===== PROVIDED DATA

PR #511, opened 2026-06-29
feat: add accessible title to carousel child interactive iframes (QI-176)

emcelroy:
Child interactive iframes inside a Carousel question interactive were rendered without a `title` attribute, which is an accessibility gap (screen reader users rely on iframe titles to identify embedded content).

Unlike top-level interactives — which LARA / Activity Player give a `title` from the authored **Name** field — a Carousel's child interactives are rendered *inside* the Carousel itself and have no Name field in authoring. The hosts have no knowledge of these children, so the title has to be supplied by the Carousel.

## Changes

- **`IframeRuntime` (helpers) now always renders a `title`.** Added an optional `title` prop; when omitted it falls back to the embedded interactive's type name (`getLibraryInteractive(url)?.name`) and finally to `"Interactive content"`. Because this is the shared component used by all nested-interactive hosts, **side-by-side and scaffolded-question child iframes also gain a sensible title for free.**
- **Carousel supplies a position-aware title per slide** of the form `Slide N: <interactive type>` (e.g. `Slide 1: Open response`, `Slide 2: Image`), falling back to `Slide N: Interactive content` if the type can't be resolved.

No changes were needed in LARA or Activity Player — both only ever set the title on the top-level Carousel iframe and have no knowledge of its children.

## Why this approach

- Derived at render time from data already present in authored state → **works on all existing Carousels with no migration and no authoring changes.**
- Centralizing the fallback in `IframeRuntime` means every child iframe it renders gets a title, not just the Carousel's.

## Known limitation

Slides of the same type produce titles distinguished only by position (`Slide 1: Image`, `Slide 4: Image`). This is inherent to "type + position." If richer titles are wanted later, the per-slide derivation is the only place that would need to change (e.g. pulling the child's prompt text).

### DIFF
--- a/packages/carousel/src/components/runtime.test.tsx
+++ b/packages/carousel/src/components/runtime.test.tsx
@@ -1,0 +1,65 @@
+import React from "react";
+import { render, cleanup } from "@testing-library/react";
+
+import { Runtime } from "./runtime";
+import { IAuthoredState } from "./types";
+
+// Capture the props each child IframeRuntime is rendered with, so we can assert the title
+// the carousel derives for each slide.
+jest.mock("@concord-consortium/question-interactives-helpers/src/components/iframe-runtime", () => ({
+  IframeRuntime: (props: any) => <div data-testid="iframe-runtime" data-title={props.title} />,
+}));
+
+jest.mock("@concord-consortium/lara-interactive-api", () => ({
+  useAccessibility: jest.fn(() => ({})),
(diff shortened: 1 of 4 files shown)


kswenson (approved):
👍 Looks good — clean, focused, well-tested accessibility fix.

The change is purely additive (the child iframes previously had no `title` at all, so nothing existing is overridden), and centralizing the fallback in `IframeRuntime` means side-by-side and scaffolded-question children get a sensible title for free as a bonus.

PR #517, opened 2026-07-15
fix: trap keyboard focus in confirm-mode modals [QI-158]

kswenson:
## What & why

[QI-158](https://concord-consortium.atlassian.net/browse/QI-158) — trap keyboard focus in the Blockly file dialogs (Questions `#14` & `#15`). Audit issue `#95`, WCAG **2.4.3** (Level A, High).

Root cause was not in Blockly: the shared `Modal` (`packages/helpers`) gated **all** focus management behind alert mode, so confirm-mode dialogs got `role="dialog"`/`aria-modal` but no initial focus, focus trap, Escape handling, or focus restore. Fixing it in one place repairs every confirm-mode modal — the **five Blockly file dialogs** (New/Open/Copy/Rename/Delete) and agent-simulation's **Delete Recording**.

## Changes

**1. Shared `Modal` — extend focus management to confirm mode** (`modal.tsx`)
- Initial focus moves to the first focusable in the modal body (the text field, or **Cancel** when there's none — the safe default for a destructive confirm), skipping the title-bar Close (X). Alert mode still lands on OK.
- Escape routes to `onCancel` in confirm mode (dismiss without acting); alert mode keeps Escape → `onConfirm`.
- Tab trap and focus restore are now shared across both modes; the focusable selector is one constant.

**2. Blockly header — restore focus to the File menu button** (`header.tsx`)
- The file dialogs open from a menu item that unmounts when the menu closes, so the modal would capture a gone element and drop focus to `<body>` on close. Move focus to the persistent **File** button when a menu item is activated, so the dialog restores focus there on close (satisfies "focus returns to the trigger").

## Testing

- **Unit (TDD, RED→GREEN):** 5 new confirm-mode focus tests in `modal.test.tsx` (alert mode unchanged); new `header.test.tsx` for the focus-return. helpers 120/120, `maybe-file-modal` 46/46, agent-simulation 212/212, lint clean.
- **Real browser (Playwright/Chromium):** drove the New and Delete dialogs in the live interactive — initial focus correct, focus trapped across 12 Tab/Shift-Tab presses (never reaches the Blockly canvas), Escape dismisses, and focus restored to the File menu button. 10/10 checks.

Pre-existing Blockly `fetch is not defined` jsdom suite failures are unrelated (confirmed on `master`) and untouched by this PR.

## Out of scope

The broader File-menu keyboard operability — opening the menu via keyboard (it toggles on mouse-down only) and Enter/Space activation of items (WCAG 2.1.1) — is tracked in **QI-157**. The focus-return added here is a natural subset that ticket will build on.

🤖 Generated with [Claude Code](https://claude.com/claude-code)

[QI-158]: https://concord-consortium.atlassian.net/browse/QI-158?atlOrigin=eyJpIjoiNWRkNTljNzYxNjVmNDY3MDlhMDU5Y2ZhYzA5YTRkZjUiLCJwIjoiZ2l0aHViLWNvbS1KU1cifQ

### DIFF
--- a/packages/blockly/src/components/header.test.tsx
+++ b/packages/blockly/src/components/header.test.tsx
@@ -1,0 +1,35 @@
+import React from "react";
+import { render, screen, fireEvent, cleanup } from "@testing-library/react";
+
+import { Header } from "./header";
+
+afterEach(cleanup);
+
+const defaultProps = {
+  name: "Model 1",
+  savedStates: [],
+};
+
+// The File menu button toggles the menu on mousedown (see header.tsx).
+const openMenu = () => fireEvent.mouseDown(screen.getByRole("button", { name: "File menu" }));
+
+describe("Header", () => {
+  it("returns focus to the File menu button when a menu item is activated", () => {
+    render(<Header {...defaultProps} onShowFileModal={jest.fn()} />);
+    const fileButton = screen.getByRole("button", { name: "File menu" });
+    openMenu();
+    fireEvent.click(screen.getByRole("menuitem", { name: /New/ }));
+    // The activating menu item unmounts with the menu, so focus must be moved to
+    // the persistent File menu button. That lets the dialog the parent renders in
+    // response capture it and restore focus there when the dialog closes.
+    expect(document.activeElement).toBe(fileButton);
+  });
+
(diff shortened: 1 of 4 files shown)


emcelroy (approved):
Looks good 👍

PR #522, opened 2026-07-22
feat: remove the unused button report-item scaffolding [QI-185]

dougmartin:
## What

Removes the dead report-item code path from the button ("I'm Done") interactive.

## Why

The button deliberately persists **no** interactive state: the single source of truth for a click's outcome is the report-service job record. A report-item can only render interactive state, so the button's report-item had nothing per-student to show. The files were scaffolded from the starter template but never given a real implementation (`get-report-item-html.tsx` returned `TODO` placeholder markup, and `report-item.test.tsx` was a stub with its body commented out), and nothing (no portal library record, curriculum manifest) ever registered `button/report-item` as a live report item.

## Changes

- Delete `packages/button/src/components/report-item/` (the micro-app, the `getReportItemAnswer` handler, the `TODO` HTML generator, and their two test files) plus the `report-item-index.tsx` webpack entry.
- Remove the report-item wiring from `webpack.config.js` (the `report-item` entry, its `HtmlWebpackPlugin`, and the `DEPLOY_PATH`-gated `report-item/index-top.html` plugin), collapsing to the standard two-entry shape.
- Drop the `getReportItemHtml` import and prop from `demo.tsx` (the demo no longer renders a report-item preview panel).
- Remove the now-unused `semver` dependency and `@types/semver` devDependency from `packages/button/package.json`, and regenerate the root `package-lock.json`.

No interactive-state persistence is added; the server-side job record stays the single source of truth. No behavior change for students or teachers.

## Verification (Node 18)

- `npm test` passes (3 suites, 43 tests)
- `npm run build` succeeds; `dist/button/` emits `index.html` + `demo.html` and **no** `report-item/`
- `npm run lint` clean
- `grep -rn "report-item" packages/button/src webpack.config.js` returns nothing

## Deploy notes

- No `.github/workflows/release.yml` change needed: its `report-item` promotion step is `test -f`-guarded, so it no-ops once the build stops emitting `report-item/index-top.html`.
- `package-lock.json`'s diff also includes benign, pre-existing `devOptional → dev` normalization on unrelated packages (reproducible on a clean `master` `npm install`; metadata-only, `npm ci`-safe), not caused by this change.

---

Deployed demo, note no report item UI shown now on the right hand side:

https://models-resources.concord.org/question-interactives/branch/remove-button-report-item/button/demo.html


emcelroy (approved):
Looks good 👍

==========

EXERCISE OBJECTIVE:
Once every line of the listing that contains "build" has been counted, give the total and nothing else.

EXERCISE RESULT:
3